● **What you have to do**
Lines containing the string "default": how many are there below? Answer with the number only.

● **Supplied material**
——————

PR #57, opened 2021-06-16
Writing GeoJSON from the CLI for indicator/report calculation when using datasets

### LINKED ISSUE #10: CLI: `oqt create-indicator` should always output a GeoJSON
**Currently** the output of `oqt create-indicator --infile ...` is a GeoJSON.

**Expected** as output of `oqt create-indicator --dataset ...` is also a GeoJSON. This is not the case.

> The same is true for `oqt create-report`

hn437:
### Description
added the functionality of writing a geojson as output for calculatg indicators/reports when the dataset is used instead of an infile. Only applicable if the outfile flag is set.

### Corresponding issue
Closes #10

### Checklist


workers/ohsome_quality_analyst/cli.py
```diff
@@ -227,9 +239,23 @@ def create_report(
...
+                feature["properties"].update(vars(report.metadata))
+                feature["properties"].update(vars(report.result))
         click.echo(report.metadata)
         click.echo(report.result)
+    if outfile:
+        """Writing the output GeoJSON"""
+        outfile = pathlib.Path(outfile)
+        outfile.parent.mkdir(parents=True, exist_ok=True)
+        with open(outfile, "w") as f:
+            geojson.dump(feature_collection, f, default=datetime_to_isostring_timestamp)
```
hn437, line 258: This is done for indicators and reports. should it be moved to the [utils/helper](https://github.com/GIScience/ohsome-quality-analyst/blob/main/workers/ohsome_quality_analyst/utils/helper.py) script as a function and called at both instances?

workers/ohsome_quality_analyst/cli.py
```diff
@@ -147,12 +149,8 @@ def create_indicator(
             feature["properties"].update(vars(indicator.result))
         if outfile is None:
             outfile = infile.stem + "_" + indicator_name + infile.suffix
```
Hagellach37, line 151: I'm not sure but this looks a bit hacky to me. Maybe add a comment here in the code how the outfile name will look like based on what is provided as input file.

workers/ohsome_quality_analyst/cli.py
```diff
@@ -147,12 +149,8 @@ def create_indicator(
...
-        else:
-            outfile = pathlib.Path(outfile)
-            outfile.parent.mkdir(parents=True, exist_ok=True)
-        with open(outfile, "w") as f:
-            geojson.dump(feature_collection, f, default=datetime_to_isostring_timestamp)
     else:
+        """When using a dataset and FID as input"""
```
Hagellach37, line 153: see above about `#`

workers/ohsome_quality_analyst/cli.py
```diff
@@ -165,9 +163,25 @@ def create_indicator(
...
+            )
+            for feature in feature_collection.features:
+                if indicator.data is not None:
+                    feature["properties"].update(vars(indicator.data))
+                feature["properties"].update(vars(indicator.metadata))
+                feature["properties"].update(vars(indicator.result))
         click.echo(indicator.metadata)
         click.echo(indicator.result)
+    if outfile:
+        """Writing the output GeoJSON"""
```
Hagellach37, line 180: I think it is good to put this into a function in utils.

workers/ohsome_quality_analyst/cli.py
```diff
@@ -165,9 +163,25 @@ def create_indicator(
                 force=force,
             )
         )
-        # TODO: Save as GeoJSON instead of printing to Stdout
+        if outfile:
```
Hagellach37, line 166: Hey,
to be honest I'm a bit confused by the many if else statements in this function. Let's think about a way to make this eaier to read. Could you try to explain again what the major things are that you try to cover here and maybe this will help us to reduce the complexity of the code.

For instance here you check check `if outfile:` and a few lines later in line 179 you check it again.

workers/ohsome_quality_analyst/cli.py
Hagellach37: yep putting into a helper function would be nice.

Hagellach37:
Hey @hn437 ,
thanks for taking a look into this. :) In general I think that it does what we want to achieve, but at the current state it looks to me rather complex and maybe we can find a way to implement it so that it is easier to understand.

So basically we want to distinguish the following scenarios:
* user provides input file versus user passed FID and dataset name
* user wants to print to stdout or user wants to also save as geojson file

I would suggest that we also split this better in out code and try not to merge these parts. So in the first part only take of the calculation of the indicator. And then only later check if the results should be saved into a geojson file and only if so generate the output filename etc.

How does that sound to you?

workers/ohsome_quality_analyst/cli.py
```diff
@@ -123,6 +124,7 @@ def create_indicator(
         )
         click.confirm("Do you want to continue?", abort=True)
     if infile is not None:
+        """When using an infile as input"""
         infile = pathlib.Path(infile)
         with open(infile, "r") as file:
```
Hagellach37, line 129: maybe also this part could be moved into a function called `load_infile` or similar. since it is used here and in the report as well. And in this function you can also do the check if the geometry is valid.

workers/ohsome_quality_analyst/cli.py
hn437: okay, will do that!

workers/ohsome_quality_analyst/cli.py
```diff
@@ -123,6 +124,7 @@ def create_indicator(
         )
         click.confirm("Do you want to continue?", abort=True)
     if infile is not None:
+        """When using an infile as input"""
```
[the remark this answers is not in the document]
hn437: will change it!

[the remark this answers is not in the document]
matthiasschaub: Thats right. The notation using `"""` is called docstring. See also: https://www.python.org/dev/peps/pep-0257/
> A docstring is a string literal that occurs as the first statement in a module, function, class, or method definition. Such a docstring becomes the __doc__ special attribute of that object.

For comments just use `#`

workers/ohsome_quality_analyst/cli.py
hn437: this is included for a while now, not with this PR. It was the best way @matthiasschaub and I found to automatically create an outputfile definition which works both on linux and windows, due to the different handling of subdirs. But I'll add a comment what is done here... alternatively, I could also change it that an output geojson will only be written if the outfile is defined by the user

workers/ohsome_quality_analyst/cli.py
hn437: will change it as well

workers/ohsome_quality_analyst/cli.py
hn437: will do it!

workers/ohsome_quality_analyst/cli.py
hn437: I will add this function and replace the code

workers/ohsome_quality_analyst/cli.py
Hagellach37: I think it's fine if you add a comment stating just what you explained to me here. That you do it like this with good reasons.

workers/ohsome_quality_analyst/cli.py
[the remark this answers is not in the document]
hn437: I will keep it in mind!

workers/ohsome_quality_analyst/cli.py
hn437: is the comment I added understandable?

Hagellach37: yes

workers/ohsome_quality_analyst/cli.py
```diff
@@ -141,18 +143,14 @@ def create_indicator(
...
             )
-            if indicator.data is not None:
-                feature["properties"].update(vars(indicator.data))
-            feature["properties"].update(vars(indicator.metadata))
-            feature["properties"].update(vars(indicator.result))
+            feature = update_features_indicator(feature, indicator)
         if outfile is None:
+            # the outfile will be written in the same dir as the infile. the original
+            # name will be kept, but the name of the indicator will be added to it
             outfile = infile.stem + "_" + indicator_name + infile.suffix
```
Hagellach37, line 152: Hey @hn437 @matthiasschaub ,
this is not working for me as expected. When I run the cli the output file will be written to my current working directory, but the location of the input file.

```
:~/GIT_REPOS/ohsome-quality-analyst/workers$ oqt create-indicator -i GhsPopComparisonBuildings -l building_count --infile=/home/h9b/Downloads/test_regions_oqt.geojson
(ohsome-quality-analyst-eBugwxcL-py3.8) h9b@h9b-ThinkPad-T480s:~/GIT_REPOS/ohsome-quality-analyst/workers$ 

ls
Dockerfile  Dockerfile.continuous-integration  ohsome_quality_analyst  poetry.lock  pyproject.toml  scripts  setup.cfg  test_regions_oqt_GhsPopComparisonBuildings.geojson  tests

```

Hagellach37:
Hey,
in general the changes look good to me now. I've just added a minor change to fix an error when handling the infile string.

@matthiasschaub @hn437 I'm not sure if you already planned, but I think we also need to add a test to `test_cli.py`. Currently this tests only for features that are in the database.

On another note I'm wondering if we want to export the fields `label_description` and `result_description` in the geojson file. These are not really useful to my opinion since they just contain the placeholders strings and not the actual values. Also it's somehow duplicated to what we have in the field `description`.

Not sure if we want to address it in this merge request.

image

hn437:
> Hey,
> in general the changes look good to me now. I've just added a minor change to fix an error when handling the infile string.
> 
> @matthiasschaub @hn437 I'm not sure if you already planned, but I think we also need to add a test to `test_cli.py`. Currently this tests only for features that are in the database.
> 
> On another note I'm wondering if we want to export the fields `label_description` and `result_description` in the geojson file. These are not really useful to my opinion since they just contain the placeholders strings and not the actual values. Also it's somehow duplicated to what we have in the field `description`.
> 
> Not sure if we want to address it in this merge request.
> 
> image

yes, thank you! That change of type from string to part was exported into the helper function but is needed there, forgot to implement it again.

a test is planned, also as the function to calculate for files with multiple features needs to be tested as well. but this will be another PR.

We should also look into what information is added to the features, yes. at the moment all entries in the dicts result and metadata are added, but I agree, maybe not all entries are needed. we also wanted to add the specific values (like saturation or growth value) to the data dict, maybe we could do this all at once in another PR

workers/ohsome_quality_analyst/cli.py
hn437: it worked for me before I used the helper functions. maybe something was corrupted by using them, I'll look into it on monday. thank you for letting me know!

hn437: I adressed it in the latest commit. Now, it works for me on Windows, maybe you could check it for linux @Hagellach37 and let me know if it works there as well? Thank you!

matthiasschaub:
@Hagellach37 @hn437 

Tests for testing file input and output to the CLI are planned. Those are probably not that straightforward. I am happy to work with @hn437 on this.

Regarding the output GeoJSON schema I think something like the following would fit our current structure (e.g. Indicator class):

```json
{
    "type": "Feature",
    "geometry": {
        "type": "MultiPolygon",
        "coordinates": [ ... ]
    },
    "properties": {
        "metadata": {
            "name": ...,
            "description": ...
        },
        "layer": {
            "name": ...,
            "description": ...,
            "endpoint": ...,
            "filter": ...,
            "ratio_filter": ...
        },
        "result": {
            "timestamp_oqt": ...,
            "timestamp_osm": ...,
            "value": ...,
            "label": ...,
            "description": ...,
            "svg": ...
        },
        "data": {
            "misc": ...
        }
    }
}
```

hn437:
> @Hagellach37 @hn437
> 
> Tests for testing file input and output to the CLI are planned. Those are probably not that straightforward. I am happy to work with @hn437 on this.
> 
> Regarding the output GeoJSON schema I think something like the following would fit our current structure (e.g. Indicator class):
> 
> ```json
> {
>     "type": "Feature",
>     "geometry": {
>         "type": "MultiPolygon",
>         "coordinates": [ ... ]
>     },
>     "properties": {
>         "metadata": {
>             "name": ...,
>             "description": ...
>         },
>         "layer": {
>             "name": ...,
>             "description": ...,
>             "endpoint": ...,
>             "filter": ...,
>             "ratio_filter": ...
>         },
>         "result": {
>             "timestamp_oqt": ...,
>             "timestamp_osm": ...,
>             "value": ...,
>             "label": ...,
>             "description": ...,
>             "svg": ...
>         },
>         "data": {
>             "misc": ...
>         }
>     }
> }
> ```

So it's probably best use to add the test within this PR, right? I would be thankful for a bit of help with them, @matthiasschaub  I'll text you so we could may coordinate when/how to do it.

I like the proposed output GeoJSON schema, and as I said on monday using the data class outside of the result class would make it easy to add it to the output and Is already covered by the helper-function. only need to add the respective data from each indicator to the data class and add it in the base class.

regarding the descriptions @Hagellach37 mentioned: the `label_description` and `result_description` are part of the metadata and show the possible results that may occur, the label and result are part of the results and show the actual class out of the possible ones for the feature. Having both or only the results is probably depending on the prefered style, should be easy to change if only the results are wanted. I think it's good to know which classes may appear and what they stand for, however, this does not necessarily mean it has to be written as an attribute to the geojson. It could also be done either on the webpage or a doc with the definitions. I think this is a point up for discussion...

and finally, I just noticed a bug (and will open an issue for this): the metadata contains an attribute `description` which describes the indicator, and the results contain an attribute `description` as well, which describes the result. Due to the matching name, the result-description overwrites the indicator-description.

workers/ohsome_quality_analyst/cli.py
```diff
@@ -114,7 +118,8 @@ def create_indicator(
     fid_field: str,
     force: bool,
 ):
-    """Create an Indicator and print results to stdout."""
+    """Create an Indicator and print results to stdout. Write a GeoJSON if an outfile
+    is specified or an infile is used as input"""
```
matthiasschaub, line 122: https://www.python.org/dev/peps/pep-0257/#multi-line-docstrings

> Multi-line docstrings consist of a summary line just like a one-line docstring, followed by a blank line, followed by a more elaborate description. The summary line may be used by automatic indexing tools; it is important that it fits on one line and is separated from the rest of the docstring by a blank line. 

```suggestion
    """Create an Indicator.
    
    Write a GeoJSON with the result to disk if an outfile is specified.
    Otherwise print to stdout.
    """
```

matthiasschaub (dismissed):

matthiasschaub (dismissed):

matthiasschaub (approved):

——————

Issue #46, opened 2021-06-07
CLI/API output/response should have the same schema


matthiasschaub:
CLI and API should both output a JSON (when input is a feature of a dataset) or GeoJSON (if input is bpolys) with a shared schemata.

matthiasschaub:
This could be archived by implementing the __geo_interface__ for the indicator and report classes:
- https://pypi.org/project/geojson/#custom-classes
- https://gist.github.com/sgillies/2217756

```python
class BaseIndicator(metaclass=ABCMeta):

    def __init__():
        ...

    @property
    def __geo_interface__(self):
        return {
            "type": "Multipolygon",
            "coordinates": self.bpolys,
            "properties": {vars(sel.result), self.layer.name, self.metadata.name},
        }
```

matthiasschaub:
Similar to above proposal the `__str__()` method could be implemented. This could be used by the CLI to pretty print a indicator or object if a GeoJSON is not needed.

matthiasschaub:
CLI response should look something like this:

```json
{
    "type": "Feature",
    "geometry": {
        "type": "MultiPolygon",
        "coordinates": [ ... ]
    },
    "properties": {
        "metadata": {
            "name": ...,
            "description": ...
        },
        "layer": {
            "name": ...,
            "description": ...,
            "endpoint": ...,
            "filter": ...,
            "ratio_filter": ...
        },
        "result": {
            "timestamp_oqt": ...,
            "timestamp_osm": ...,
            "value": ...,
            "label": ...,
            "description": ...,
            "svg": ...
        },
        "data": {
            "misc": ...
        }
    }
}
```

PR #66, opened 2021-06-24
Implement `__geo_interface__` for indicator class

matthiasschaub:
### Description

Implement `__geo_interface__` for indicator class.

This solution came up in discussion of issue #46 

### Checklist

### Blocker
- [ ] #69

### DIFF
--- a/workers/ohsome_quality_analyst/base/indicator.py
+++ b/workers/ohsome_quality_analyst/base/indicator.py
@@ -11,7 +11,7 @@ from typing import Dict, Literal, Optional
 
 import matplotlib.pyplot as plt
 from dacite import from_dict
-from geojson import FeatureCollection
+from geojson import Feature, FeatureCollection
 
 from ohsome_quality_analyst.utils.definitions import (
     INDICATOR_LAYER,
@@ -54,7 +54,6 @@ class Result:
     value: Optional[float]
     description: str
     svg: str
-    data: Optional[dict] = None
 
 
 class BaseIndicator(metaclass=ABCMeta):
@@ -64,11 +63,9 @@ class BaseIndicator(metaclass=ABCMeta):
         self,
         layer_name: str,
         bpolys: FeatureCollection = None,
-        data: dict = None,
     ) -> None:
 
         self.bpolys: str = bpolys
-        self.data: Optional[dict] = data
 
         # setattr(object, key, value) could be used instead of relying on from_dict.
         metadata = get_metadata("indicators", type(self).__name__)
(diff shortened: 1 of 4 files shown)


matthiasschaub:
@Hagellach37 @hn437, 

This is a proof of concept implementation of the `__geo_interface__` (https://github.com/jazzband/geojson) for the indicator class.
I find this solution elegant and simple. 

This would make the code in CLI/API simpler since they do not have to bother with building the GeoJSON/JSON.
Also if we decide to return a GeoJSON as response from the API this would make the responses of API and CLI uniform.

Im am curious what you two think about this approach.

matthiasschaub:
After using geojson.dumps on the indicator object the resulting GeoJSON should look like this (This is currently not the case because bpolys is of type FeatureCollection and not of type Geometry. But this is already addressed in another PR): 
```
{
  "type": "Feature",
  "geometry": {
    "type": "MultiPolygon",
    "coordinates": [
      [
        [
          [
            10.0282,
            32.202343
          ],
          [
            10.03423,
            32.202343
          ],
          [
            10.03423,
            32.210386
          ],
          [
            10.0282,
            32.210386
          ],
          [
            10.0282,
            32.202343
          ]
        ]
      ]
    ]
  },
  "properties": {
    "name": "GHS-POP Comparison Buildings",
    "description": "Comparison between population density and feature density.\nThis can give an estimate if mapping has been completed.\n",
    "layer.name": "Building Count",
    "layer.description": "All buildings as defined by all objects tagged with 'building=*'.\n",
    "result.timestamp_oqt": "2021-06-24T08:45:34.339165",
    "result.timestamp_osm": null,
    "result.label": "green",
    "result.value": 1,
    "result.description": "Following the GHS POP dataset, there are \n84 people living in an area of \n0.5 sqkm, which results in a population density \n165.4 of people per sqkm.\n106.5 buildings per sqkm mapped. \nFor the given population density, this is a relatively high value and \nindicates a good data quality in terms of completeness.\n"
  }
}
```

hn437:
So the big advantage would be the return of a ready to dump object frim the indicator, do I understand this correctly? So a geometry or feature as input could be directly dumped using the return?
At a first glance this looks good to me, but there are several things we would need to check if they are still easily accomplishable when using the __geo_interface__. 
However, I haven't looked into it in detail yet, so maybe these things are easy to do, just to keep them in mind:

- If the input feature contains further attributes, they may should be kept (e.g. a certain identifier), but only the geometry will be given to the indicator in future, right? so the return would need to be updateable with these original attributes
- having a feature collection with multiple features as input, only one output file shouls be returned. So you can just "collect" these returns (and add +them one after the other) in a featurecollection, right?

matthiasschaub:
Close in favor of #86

——————

● **Response below**
2